In the contact-dependent bidirectional signaling device to adjacent cells, and as a result, random GPI-anchored ephrin present in the cell in the adjacent – receptor tyrosine kinase that binds the family ligand. Downstream between signaling pathways ligand ephrin reverse signaling is called downstream signaling the first signaling path of the receptor. Of the GPI-anchored ephrin ligand interaction with the function / Related ligand for EFNA5 of EphA7 is, cells develop regulation of the brain – to adjust the repulsive force and cell adhesion. Involved in the management of appropriate topographic map of retinal axon hill cortex and thalamus axons, such as avoidance and activity of the axon there. In addition, you can adjust the development of the brain by caspase (CASP3)-dependent pro-apoptotic activity. Forward signaling can lead to activation of the components of the ERK signaling pathway, including MAPK3 and MAP2K1, MAP2K2, MAPK1 that is phosphorylated upon activation of the EphA7
There is a possibility that a comprehensive study on the genetics of cancer will lead to treatment options. By referring to the chromosomal changes, unbiased genetic screen to identify the (EphA7) ephrin receptor A7 as a tumor suppressor follicular lymphoma (FL). Inactivated at 72% of the FLS and subject to deletion of 6Q EphA7. Knock down the drive lymphoma development of Florida EphA7 in a mouse model. As well as the physiological function of those in the development of brain, soluble splice variant of the EphA7 (EPHA7TR) is reacted with carcinogenesis signal in block lymphoma cells and Eph receptor other. Thus, as drug activity, application of the protein EPHA7TR the purified to produce an anti-tumor effect against transplanted human lymphoma. In addition, it is possible to target the tumor suppressor lymphoma in vivo directly (rituximab) through the merger EPHA7TR of anti-CD20 antibody. It demonstrates the power of combining the description tumor genomics the functional screen, our study reveals a EPHA7TR as a tumor suppressor and the possibility of immediate medical attention.

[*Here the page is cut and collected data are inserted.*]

PR #2208, opened 2021-04-08
jira - module revamp -> moved code to class

russoz:
##### SUMMARY
Major revamp in the module, keeping the same behaviour. Code should be simpler to maintain in the future.

(Following up on https://github.com/ansible-collections/community.general/pull/1978#issuecomment-813924732)

Wait for #2192 to merge - after that this PR will require a rebase.

##### ISSUE TYPE
- Feature Pull Request

##### COMPONENT NAME
jira

### DIFF
--- a/plugins/modules/web_infrastructure/jira.py
+++ b/plugins/modules/web_infrastructure/jira.py
@@ -522,7 +522,7 @@ class JIRA(StateModuleHelper):
         self.vars.meta = self.post(url, data)
 
     @cause_changes(on_success=True)
-    def attach(self):
+    def operation_attach(self):
         v = self.vars
         filename = v.attachment.get('filename')
         content = v.attachment.get('content')
--- a/plugins/modules/web_infrastructure/jira.py
+++ b/plugins/modules/web_infrastructure/jira.py
@@ -355,271 +355,16 @@ import mimetypes
 import os
 import random
 import string
-import sys
 import traceback
 
+from ansible_collections.community.general.plugins.module_utils.module_helper import StateModuleHelper, cause_changes
 from ansible.module_utils.six.moves.urllib.request import pathname2url
-
 from ansible.module_utils._text import to_text, to_bytes, to_native
-
-from ansible.module_utils.basic import AnsibleModule
 from ansible.module_utils.urls import fetch_url
 
 
-def request(
-    url,
-    user,
-    passwd,
-    timeout,
-    data=None,
-    method=None,
-    content_type='application/json',
-    additional_headers=None
-):
-    if data and content_type == 'application/json':
-        data = json.dumps(data)
-
-    # NOTE: fetch_url uses a password manager, which follows the
-    # standard request-then-challenge basic-auth semantics. However as
-    # JIRA allows some unauthorised operations it doesn't necessarily
-    # send the challenge, so the request occurs as the anonymous user,
-    # resulting in unexpected results. To work around this we manually
-    # inject the basic-auth header up-front to ensure that JIRA treats
-    # the requests as authorized for this user.
-    auth = to_text(base64.b64encode(to_bytes('{0}:{1}'.format(user, passwd), errors='surrogate_or_strict')))
-
-    headers = {}
-    if isinstance(additional_headers, dict):
-        headers = additional_headers.copy()
-    headers.update({
-        "Content-Type": content_type,
-        "Authorization": "Basic %s" % auth,
-    })
-
-    response, info = fetch_url(
-        module, url, data=data, method=method, timeout=timeout, headers=headers
-    )
-
-    if info['status'] not in (200, 201, 204):
-        error = None
-        try:
-            error = json.loads(info['body'])
-        except Exception:
-            module.fail_json(msg=to_native(info['body']), exception=traceback.format_exc())
-        if error:
-            msg = []
-            for key in ('errorMessages', 'errors'):
-                if error.get(key):
-                    msg.append(to_native(error[key]))
-            if msg:
-                module.fail_json(msg=', '.join(msg))
-            module.fail_json(msg=to_native(error))
-        # Fallback print body, if it cant be decoded
-        module.fail_json(msg=to_native(info['body']))
-
-    body = response.read()
-
-    if body:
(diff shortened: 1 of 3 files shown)


felixfontein:
Let's keep it [WIP] until #2192 is merged.

plugins/modules/web_infrastructure/jira.py
```diff
@@ -662,35 +407,263 @@ def main():
...
+            except Exception:
+                mime_type = 'application/octet-stream'
+        main_type, sep, sub_type = mime_type.partition('/')
+
+        if not content and filename:
+            with open(to_bytes(filename, errors='surrogate_or_strict'), 'rb') as f:
+                content = f.read()
+        else:
+            try:
+                content = base64.decode(content)
```
russoz, line 577: Hi @DWSR , Pycham is moaning about this line:
- apparently `base64.decode()` returns `None` so the content used in line 585 below is null
- `base64.decode()` expects two parameters

Could you please double check on this?

russoz: Are you just testing if the content *is* in base64 or do you really need to decode it? I would expect the former, but asking to be on the safe side. If indeed it's the first case, then maybe what you need is:
```suggestion
                dummy = base64.b64decode(content)
```

DWSR: It needs to be decoded. The `content` param for the module is expected to be a base64 string in order to handle situations where the file content itself is binary (which Ansible can't handle).

Not sure how I missed this either. 🤦

plugins/modules/web_infrastructure/jira.py
```diff
@@ -662,35 +407,264 @@ def main():
...
+        # standard request-then-challenge basic-auth semantics. However as
+        # JIRA allows some unauthorised operations it doesn't necessarily
+        # send the challenge, so the request occurs as the anonymous user,
+        # resulting in unexpected results. To work around this we manually
+        # inject the basic-auth header up-front to ensure that JIRA treats
+        # the requests as authorized for this user.
+        auth = to_text(base64.b64encode(to_bytes('{0}:{1}'.format(user, passwd), errors='surrogate_or_strict')))
+
+        headers = {}
+        if isinstance(additional_headers) == dict:
```
russoz, line 620: This is the bug reported in #2234 . I have added a few integration tests - certainly not enough - but we should also get unit tests going to ensure small things like this don't make it through the cracks.

aminvakil:
@russoz Could you please rebase your branch?

russoz:
@aminvakil I will hold this back for a while - this is in dire need of proper unit tests, so I will tend to them before asking for review again. Thanks

russoz:
Hi @aminvakil @felixfontein @DWSR I still want to add unit tests, but I'm not with a lot of time this week, probably not in the next either. So I'd rather push this one in sooner rather than later, will add the tests later on. 

Could you please review it? TIA

plugins/modules/web_infrastructure/jira.py
felixfontein: It would be great if this could be moved to a separate PR so it can be backported to stable-2.

plugins/modules/web_infrastructure/jira.py
```diff
@@ -662,35 +410,263 @@ def main():
...
+
+    @cause_changes(on_success=True)
+    def operation_update(self):
+        data = {
+            "update": self.vars.fields,
+        }
+        url = self.vars.restbase + '/issue/' + self.vars.issue
+        self.vars.meta = self.put(url, self.vars.username, self.vars.password, self.vars.timeout, data)
+
+    @cause_changes(on_success=True)
```
felixfontein, line 467: Is this correct? This function did not returned `True` for changed in the old version.

plugins/modules/web_infrastructure/jira.py
```diff
@@ -662,35 +410,263 @@ def main():
...
+    def operation_fetch(self):
+        url = self.vars.restbase + '/issue/' + self.vars.issue
+        self.vars.meta = self.get(url, self.vars.username, self.vars.password, self.vars.timeout)
+
+    @cause_changes(on_success=True)
```
felixfontein, line 472: Is this correct? This function did not returned `True` for changed in the old version.

plugins/modules/web_infrastructure/jira.py
felixfontein: Or, well, there should probably be a separate PR on stable-2 fixing that for stable-2 once this one is merged which is mostly unrelated to this PR, except parts of the changelog fragment appear in it and this change.

plugins/modules/web_infrastructure/jira.py
```diff
@@ -662,35 +410,263 @@ def main():
...
+        return (
+            "multipart/form-data; boundary={0}".format(boundary),
+            "\r\n".join(lines)
+        )
+
+    def request(
+            self,
+            url,
+            user,
+            passwd,
```
felixfontein, line 602: As a later refactoring, it probably makes sense to remove `user` and `passwd`, since they are always the same.

russoz: Yup, it makes sense, removing those and `timeout` as well

russoz:
the base64 decode bug has moved to #2349

felixfontein:
@russoz can you please rebase?

plugins/modules/web_infrastructure/jira.py
```diff
@@ -662,35 +410,258 @@ def main():
...
+        data = {
+            'type': {'name': self.vars.linktype},
+            'inwardIssue': {'key': self.vars.inwardissue},
+            'outwardIssue': {'key': self.vars.outwardissue},
+        }
+        url = self.vars.restbase + '/issueLink/'
+        self.vars.meta = self.post(url, data)
+
+    @cause_changes(on_success=True)
+    def attach(self):
```
felixfontein, line 525:
```suggestion
    def operation_attach(self):
```
Otherwise this won't work I think.

felixfontein (approved):

felixfontein:
@DWSR thanks for reviewing!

Compared with five cell lines and colon (p = 0.008), were normal mucosa corresponding significant reduction in the expression of EphA7 in human colon cancer, a semi-quantitative reverse transcription polymerase chain reaction assay in 59 colon cancer tissues intestine were measured using. To investigate the mechanism of suppression of colorectal cancer EphA7, to examine the methylation of the 5’CpG island of the position translation start in five cell lines from colorectal cancer using restriction enzymes and bisulfite sequencing and methylation-specific PCR Te, and found evidence of abnormal methylation. EphA7 expression in colon cancer cell lines, 5 – were harvested after treatment with aza-2′-deoxycytidine. Analysis of methylation in tumors of total 75, more men than differentiation that hypermethylation of colorectal cancer compared with well-differentiated adenocarcinoma moderately and women as compared with clinicopathological parameters It is common, but it became clear. Methylation trend in rectal cancer was observed, it is more common than colon. Hypermethylation is observed in colorectal adenomas. This is the first report describing the suppression of Ephesus of the gene family in solid tumors by methylation abnormal 5’CpG the island. It provides evidence that gene is incorporated said EphA7 in human colon carcinogenesis.